The embryonic differentiation of the primitive, indifferent gonad into either the testes or the ovaries is determined by the presence or absence of genes carried on the Y chromosome. Testosterone and its potent derivative, dihydrotestosterone, play key roles in the formation of male genitalia in the fetus during the first trimester of gestation but do not play a role in the actual formation of the testes. The testes are formed in the abdominal cavity and descend into the scrotum during the seventh month of gestation, when they are stimulated by androgens. About 2 percent of newborn boys have an undescended testis at birth, but this condition often corrects itself by the age of three months. The production of testosterone by the fetal testes is stimulated by human chorionic gonadotropin, a hormone secreted by the placenta. Within a few weeks following birth, testosterone secretion ceases, and the cells within the testes remain undeveloped during early childhood. During adolescence, gonadotropic hormones from the pituitary gland at the base of the brain stimulate the development of tissue, and the testes become capable of producing sperm and androgens.

The seminiferous tubules constitute about 90 percent of the testicular mass. In the young male the tubules are simple and composed of undeveloped sperm-producing cells (spermatogonia) and the Sertoli cells. In the older male the tubules become branched, and spermatogonia are changed into the fertile sperm cells after a series of transformations called spermatogenesis. The Sertoli cells found in both young and adult males mechanically support and protect the spermatogonia.

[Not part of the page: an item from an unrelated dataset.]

PR #1472, opened 2016-09-29
Add support for git-backed packages that require authentication

lexi-lambda:
This set of changes implements support for packages backed by private git repositories that support authentication via HTTP Basic Authentication (which GitHub supports, for example). It is divided into three parts:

Each seminiferous tubule of the adult testis has a central lumen, or cavity, which is connected to the epididymis and spermatic duct (ductus deferens). Sperm cells originate as spermatogonia along the walls of the seminiferous tubules. The spermatogonia mature into spermatocytes, which mature into spermatids that mature into spermatozoa as they move into the central lumen of the seminiferous tubule. The sperm migrate, by short contractions of the tubule, to the mediastinum testis and are then transported through a complex network of canals (rete testis and efferent ductules) to the epididymis for temporary storage. The sperm move through the epididymis and the spermatic duct to be stored in the seminal vesicles for eventual ejaculation with the seminal fluid. Healthy men produce about one million sperm daily.

In animals that breed seasonally, such as sheep and goats, the testes regress completely during the nonbreeding season and the spermatogonia return to the state found in the young, sexually immature males. Frequently in these animals the testes are drawn back into the body cavity except in the breeding season, when they again descend and mature, a process known as recrudescence.

The principal androgen produced by the testes is testosterone. Testosterone produced locally in the testes and follicle-stimulating hormone (FSH) produced distally in the pituitary gland stimulate the process of spermatogenesis. Testosterone production and spermatogenesis slowly decrease in older men, whereas in women ovarian function ceases abruptly at the time of menopause.